A cylinder is closed at both ends and has insulating walls. It is divided into two compartments by an insulating piston that is perpendicular to the axis of the cylinder as shown in Figure a. Each compartment contains 1.00 mol of oxygen that behaves as an ideal gas with γ = 1.40. Initially, the two compartments have equal volumes and their temperatures are T1i = 445 K and T2i = 300 K. The piston is then allowed to move slowly parallel to the axis of the cylinder until it comes to rest at an equilibrium position.

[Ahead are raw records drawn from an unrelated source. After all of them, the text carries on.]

PR #763, opened 2017-05-18
AWS: Support bringing your own IAM policy

alekssaul:
New variables `tectonic_aws_external_worker_arn` and `tectonic_aws_external_master_arn` allow users to bring in their own IAM Roles. 
Fixes: https://github.com/coreos/tectonic-installer/issues/666

/cc: @metral , @joshrosso

PR #785, opened 2017-05-19
Implement BYO node IAM roles

### LINKED ISSUE #666: AWS: Support bringing your own IAM policy
## Story

Users may desire to specify the exact AWS policy associated with their worker and controller roles. This would provide an alternative to having Tectonic create them for each new cluster.

User's may prefer an externally managed policy for:
- Ability to reuse a universal controller/worker policy across clusters
  -- Has its trade-offs
- Ability to restrict worker/controller right beyond what tectonic sets
- Ability to allow for workers/controllers to have more rights. e.g. if they want pods to be able to assume the default role and expect more privileges than tectonic would add to its policy by default.

alexsomesan:
This change allows users to specify their own external IAM role names for use as instance profiles on master and worker nodes.

Fixes #666 

/cc: @robszumski

### DIFF
--- a/platforms/aws/variables.tf
+++ b/platforms/aws/variables.tf
@@ -239,3 +239,15 @@ variable "tectonic_aws_region" {
   default     = "eu-west-1"
   description = "The target AWS region for the cluster."
 }
+
+variable "tectonic_aws_master_iam_role" {
+  type        = "string"
+  default     = ""
+  description = "IAM role to use for the instance profiles of master nodes."
+}
+
+variable "tectonic_aws_worker_iam_role" {
+  type        = "string"
+  default     = ""
+  description = "IAM role to use for the instance profiles of worker nodes."
+}
--- a/platforms/aws/variables.tf
+++ b/platforms/aws/variables.tf
@@ -240,14 +240,30 @@ variable "tectonic_aws_region" {
   description = "The target AWS region for the cluster."
 }
 
-variable "tectonic_aws_master_iam_role" {
-  type        = "string"
-  default     = ""
-  description = "IAM role to use for the instance profiles of master nodes."
+variable "tectonic_aws_master_iam_role_name" {
+  type    = "string"
+  default = ""
+
+  description = <<EOF
+(optional) Name of IAM role to use for the instance profiles of master nodes.
+The name is also the last part of a role's ARN.
+
+Example:
+ * Role ARN  = arn:aws:iam::123456789012:role/tectonic-installer
+ * Role Name = tectonic-installer
+EOF
 }
 
-variable "tectonic_aws_worker_iam_role" {
-  type        = "string"
-  default     = ""
-  description = "IAM role to use for the instance profiles of worker nodes."
+variable "tectonic_aws_worker_iam_role_name" {
+  type    = "string"
+  default = ""
+
+  description = <<EOF
+(optional) Name of IAM role to use for the instance profiles of worker nodes.
+The name is also the last part of a role's ARN.
+
+Example:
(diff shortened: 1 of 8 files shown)


alekssaul:
@alexsomesan ah... was working with a customer that had the need so I created something similar in; https://github.com/coreos/tectonic-installer/pull/763 . Let me know if you'd like me to drop mine

platforms/aws/variables.tf
```diff
@@ -206,3 +206,15 @@ variable "tectonic_aws_region" {
   default     = "eu-west-1"
   description = "The target AWS region for the cluster."
 }
+
+variable "tectonic_aws_master_iam_role" {
+  type        = "string"
+  default     = ""
+  description = "IAM role to use for the instance profiles of master nodes."
```
robszumski: Just so we're super clear with customers, is this an IAM role name? or an ID?

sym3tri:
@robszumski thoughts on adding GUI support?

platforms/aws/variables.tf
everydaynerd: We use the policy ID when webhave to customize our installer: 
where as mine; doesn't create either.. and just requires the 
```
arn:aws:iam::982404467199:instance-profile/demo-cluster-master-profile
```

alexsomesan: @everydaynerd Appreciate your input here.

I've been torn about what is the easiest input to request from users in this case. 
Seemed to me like *role* is the concept users might be most accustomed to, whereas instance profiles are immutable and usually just a "shadow copy" of said role in EC2.
So in that sense, asking the user for a role made the most sense to me. That way they don't have to struggle with the difference between a role and instance profile and we just create the instance profile for them.

I'd appreciate your POV on this convention, from the perspective of a user.

alexsomesan: @robszumski 
That is certainly a **role name**, as per the IAM API's apparent preference for using "names" as identifiers (as opposed to ARNs or IDs).
See my comment above about the convention we're proposing to users with this change.

alexsomesan:
@robszumski Here's an example tfvars input for the master's role:
```
// Use arn:aws:iam::123456789012:role/test-master-role for master instances
//
tectonic_aws_master_iam_role = "test-master-role"

// Use arn:aws:iam::123456789012:role/test-worker-role for worker instances
//
tectonic_aws_worker_iam_role = "test-worker-role"
```

robszumski:
> thoughts on adding GUI support?

@sym3tri we can skip for now

platforms/aws/variables.tf
s-urbaniak: My suggestion is to emphasize this is being a role name in the description and also give an example.

platforms/aws/variables.tf
```diff
@@ -239,3 +239,15 @@ variable "tectonic_aws_region" {
...
+}
+
+variable "tectonic_aws_worker_iam_role" {
+  type        = "string"
+  default     = ""
+  description = "IAM role to use for the instance profiles of worker nodes."
```
s-urbaniak: Same comment as above: I would emphasize this is a role name including an example.

sym3tri:
@alexsomesan bump. Ready to merge once rebased & Jenkins is happy?

alexsomesan:
I rebased. Feel free to merge once Jenkins is happy.

Quentin-M:
ok to test

Quentin-M:
The docs are outdated as revealed by the tests. Can you run `make docs` and commit the changes? Thanks.

alexsomesan:
@Quentin-M updated docs. Feel free to merge if it looks good now.

everydaynerd:
THANKS!  This is a HUGE help!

Find the final temperatures in the two compartments.
To find the final temperatures in the two compartments, we can use the principle of adiabatic expansion/compression.
In this case, the process is adiabatic because the cylinder has insulating walls, meaning that no heat can enter or leave the system.
We can use the equation for adiabatic processes:
P1^(γ-1) * T1 = P2^(γ-1) * T2
where P1 and P2 are the initial and final pressures, T1 and T2 are the initial and final temperatures, and γ is the specific heat ratio.
Since the cylinder is divided into two compartments with equal volumes and equal amounts of oxygen, the pressures in the two compartments will be equal at all times during the process.
Therefore, we can simplify the equation to:
T1 = T2^(γ-1) * T2
Now, let's substitute the given values:
T1i = 445 K
T2i = 300 K
γ = 1.40
Now, we can solve for the final temperatures using algebraic manipulation:
T1i = T2^(γ-1) * T2
445 = T2^0.4 * T2
445 = T2^1.4
Taking the 1.4th root of both sides:
T2 ≈ 445^(1/1.4)
T2 ≈ 349.84 K
Now, we can find the final temperature in the other compartment by using the fact that the sum of the initial and final temperatures in the two compartments is constant (since no heat is transferred between them). Therefore:
T1f + T2f = T1i + T2i
T1f = T1i + T2i - T2f
T1f = 445 + 300 - 349.84
T1f ≈ 395.16 K
Therefore, the final temperatures in the two compartments are approximately T1f ≈ 395.16 K and T2f ≈ 349.84 K.